◆ **Exercise description**:
Repeat only the stretch of lines below that runs from the line with "9prady9: but is" through the line with "9prady9: the doc", unaltered.

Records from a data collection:
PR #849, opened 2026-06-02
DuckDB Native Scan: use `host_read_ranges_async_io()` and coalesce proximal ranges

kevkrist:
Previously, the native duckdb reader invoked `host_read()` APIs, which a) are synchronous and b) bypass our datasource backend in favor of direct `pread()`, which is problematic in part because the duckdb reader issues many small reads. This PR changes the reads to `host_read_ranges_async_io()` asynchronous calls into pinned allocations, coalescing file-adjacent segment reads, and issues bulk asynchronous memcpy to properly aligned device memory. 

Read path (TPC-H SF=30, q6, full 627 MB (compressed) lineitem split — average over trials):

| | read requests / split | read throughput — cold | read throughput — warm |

==

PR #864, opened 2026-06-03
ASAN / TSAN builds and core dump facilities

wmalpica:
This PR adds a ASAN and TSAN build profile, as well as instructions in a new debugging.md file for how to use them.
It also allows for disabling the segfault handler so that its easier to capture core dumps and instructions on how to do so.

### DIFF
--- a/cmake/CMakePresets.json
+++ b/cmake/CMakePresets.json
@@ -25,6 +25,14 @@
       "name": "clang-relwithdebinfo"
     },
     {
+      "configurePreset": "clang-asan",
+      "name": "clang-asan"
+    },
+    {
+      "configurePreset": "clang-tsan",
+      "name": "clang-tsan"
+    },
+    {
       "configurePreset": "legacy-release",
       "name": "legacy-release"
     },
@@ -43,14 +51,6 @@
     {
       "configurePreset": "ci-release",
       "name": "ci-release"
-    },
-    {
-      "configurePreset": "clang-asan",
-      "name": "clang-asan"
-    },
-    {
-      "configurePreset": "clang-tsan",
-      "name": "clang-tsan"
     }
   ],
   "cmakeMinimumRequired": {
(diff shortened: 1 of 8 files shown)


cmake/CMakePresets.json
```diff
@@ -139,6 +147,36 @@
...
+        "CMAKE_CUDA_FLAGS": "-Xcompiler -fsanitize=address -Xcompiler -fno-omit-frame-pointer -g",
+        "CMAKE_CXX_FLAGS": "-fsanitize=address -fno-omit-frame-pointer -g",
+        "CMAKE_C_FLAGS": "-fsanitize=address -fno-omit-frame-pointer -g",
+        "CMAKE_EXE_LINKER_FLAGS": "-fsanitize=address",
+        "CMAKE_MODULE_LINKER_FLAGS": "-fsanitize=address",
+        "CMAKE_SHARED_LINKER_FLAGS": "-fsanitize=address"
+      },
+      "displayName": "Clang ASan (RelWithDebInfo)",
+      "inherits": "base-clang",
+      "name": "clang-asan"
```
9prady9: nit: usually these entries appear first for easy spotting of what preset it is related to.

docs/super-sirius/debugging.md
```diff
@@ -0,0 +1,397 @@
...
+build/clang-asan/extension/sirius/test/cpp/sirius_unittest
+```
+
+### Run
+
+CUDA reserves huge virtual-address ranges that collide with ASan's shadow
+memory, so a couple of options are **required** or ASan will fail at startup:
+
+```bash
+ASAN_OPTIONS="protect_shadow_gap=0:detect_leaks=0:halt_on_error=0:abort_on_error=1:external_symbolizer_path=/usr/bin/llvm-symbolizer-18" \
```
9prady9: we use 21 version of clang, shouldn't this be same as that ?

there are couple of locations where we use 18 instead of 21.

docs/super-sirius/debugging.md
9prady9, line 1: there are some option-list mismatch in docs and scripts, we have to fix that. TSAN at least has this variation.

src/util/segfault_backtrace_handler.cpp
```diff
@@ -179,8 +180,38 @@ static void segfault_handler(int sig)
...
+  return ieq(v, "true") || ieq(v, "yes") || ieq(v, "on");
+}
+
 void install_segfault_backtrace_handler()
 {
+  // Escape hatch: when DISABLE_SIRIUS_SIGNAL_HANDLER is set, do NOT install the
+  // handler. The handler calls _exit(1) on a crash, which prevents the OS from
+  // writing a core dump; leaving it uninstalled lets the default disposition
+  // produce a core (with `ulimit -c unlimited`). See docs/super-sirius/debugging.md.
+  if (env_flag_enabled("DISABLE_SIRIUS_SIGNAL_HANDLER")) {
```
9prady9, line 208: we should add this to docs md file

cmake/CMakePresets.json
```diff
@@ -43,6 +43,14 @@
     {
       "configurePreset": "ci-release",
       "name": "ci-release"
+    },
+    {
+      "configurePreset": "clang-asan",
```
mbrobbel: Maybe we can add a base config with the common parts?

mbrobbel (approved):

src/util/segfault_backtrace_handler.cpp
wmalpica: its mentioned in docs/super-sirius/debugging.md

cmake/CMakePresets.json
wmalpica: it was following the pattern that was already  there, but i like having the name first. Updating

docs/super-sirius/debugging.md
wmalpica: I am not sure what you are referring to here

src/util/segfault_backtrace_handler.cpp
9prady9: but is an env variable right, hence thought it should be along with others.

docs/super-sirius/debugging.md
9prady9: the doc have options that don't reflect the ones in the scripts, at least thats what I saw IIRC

==

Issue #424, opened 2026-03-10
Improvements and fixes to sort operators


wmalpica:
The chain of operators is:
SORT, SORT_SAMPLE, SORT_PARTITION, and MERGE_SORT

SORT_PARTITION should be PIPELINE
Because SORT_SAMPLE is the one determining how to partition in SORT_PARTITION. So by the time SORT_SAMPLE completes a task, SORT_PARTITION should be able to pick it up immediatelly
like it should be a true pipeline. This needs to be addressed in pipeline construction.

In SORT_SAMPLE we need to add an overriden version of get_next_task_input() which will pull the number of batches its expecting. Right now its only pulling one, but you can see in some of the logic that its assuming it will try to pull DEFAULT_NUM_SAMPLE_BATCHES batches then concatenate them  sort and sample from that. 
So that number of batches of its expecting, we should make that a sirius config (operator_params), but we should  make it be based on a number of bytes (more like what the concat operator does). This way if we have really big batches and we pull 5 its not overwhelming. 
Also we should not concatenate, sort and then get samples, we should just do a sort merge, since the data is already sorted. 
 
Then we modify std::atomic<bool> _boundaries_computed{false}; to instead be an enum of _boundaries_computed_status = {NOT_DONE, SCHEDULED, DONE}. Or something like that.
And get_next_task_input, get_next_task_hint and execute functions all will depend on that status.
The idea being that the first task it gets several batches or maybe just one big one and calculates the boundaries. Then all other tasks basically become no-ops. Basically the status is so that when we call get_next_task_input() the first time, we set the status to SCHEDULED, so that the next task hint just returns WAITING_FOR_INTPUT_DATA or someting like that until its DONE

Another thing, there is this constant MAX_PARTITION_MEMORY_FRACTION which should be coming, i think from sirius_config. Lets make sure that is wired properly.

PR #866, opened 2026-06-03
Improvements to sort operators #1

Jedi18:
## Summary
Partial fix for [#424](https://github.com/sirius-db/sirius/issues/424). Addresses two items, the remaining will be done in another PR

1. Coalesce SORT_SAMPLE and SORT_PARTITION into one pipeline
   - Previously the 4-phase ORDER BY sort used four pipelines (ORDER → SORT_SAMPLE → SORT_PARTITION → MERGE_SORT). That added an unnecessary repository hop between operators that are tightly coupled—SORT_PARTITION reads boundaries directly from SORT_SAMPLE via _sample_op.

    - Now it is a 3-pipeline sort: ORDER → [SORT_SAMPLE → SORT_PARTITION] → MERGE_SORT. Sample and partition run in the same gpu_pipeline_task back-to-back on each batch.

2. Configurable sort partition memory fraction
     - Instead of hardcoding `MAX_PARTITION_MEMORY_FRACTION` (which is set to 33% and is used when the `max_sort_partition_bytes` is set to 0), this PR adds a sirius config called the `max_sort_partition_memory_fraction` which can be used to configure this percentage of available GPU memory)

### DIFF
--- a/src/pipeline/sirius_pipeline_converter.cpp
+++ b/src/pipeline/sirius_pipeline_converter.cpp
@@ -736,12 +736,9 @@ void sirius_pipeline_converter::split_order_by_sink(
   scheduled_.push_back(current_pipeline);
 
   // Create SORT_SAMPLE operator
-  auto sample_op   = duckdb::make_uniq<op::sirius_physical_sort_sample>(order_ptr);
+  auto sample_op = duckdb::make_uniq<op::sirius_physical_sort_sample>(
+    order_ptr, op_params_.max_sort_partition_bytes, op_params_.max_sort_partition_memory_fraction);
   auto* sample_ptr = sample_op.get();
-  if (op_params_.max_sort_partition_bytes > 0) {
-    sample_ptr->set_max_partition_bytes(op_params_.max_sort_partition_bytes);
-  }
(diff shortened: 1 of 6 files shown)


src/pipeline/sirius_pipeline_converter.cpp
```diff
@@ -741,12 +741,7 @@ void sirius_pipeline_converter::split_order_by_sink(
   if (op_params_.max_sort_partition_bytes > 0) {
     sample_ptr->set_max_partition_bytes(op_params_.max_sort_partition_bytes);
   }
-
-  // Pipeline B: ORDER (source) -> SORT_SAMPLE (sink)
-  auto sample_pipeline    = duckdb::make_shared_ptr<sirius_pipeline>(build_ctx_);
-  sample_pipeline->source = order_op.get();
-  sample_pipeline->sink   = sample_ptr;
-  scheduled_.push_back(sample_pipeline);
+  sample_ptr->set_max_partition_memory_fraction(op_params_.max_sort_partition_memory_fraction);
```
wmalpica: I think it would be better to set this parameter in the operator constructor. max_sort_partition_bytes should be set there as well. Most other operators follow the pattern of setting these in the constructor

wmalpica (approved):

◆ **Result below**:
9prady9: but is an env variable right, hence thought it should be along with others.

docs/super-sirius/debugging.md
9prady9: the doc have options that don't reflect the ones in the scripts, at least thats what I saw IIRC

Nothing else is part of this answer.